Чудесные рассветы. Чудесные первые просыпающиеся голоса птиц. Чудесный туман среди пустынных аллей. И мы трусим по шоссе, а навстречу редкие автомобили загулявших французиков – возвращаются из загородных ресторанчиков. И обязательно на правом плече водителя лежит женская головка – спят усталые подружки. И каждый француз обязательно шевельнет плечом, пробудит подружку, покажет на нас – бегунов и притормозит, предложит подвезти до города. А потом на деревья падает первый луч солнца и птицы наполняют весь мир сверкающими трелями первых песен…

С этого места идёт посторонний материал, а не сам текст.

PR #1435, opened 2020-08-04
MB-40730 - Sort by field returns incorrect results

sreekanth-cb:
Fixing the filterTermsByType method by resetting
the terms only when valid prefix coded, zero shifted
values are found to guard against any inadvertent overrides
of the original field values.

### DIFF
--- a/search/sort.go
+++ b/search/sort.go
@@ -427,7 +427,8 @@ func (s *SortField) filterTermsByType(terms [][]byte) [][]byte {
 				allTermsPrefixCoded = false
 			}
 		}
-		if allTermsPrefixCoded {
+		// reset the terms only when valid zero shift terms are found.
+		if allTermsPrefixCoded && len(termsWithShiftZero) > 0 {
 			terms = termsWithShiftZero
 			s.tmp = termsWithShiftZero[:0]
 		}


mschoch:
I don't think this is a good assumption, it is violated already here:
https://github.com/blevesearch/bleve/blob/master/document/field_geopoint.go#L34

sreekanth-cb:
yea...right  :) 
@mschoch , as the precision/shift is a variable here, looks like it doesn't make sense to add a check for precision on code, right? (like divisibility checks for both 4 & 9 on the shift parameter here - https://github.com/blevesearch/bleve/blob/master/numeric/prefix_coded.go#L103)

sreekanth-cb:
@mschoch , @abhinavdangeti , can I have your comments here please. 
Perhaps remove the modular division checks as the `conditional reset of terms` would fix the immediate issue we have at hand?

sreekanth-cb:
The modulo operations `shift&3 != 0 or shift&9 != 0` was intent to check whether the first byte (shift) is a multiple of the two precision steps we use today.  4 for numeric and 9 for geo.

But this isn't good as we could change the precision of encodings anytime, So let us remove that?

I tried to keep the search level change minimum here, hence I am inclined to keep the current fix of not resetting terms without finding a valid zero shift numeric term.

Are you particular about moving to this newer bluge implementation in bleve too?

mschoch:
Personally, I don't like restricting the shift values, because the original design was that those could be changed.  Although the likelihood of changing it now seems low (even though it could be a good short term fix to date/number indexing).

I only mentioned the bluge change because I think it also solves the problem for most cases.  Tokens like 'RUB' and 'TUB' would only get thrown away if there was also a token starting with <space>.  As I understand it, tokens like 'RUB' and 'TUB' are most likely to occur when the the keyword analyzer is in use (preserving capital letters).  But, the keyword analyzer also only produces a single token.  Thus you wouldn't have 'RUB' and '<space><any other N bytes where N is the expected number>'.

Do you not think this approach helps? Or do you see other drawbacks?

sreekanth-cb:
Not very sure of the keyword analyser part.. meaning whether it covers all the potential cases..

We can see tokens like Rot, Rut, Rop etc all fails the validity checks..

So if the sourceValues contains different texts out of which one happen to be any of these false positives with 
<space><any other N bytes where N is the expected number> is still a possibility?

mschoch:
I'm not sure I follow what you're saying.  The logic I proposed is to only remove terms when they're ALL numeric AND there is at least one with zero-padding.  If a field contains Rot, Rut, or Rop they would not get removed with the logic I proposed, because while these terms are valid numeric encodings, they are the ONLY term, and therefore the requirement that one of the terms be zero-padded is not satisfied.

As I said before, this whole thing is a heuristic, there are always going to be ways to defeat it.  If you want to remove all possibility you should remove support for the AUTO mode from Couchbase FTS.

A further reason I think the logic I proposed makes sense is that since it only removes non-zero padded terms when there is at least one zero-padded terms, it means that we only remove terms when there is at least more than one term.  This helps in practice, because when sorting on a text term, it almost never makes sense to sort on an analyzed field (or any field with more than one term).  Why?  Because ultimately we have choose one of those terms anyway to sort on, and we give the user very little control over that (default is first term, and I think we sort min/max as well).  The point is sorting on a field with multiple values is almost always a mistake anyway, and that is the only way the new logic I propose could fail...

sreekanth-cb:
oops..my copy paste example didn't work last time.. I was referring to a case with multiple tokens where the one of them is special false positive like above and others are a valid term.. 

As you said, there will always be exceptions.

The current change set here tried to incorporate both the fixes (improve the validations as well as the reset of terms), 
I am not clear on your review suggestions here.

mschoch:
Sorry I don't understand.

mschoch:
My belief is that the `shift&3 != 0 AND shift&9 != 0` operations should be removed for 2 reasons:

1.  They limit valid shifts going forward.  So, if we do that we should remove all places where the shift is configurable (even though it isn't used today).

2.  These operations are not required to give correct behavior for any known/reasonable inputs.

Возможно, именно на контрапункте такого полного мира под оливами, в пику нежности женских головок на плече любимого повело нас однажды в суровость своего прошлого. И Юра рассказал, как его лодка попала в аварию, и они начали булькать, и как он послал старпома в загазованный отсек; знал, что не вернется старпом, но послал. И старпом знал, что не вернется, но, ясное дело, пошел. Скинул пилотку, и почему-то фуражку надел поверх противогаза, и пошел. Юра это рассказывал на каннском рассвете, когда мы сидели на обочине шоссе, а мимо ехали загулявшие французики. И я не сразу понял, что он рассказывает мне об известном, о том, что я уже знаю из приказов-разборов, из рассказов товарищей, но не очевидцев, не участников. А между официальным разбором аварии и правдой всегда огромная разница. И я все выслушал, не говоря, что Степан мой давний товарищ был. И узнал, что Галина ходила к Юре в госпиталь, когда он ждал суда и сам казнил себя ежесекундно и хотел умереть, а она – вдова Степана – все ходила и ходила, и вернула его к жизни, потому что ему надо было ее утешать, ей помогать жить. А суда не было – не нашли никакой вины у командира, – сверхредкий случай. Однако, как положено, демобилизовали при первом сокращении вооруженных сил – еще в пятьдесят шестом году.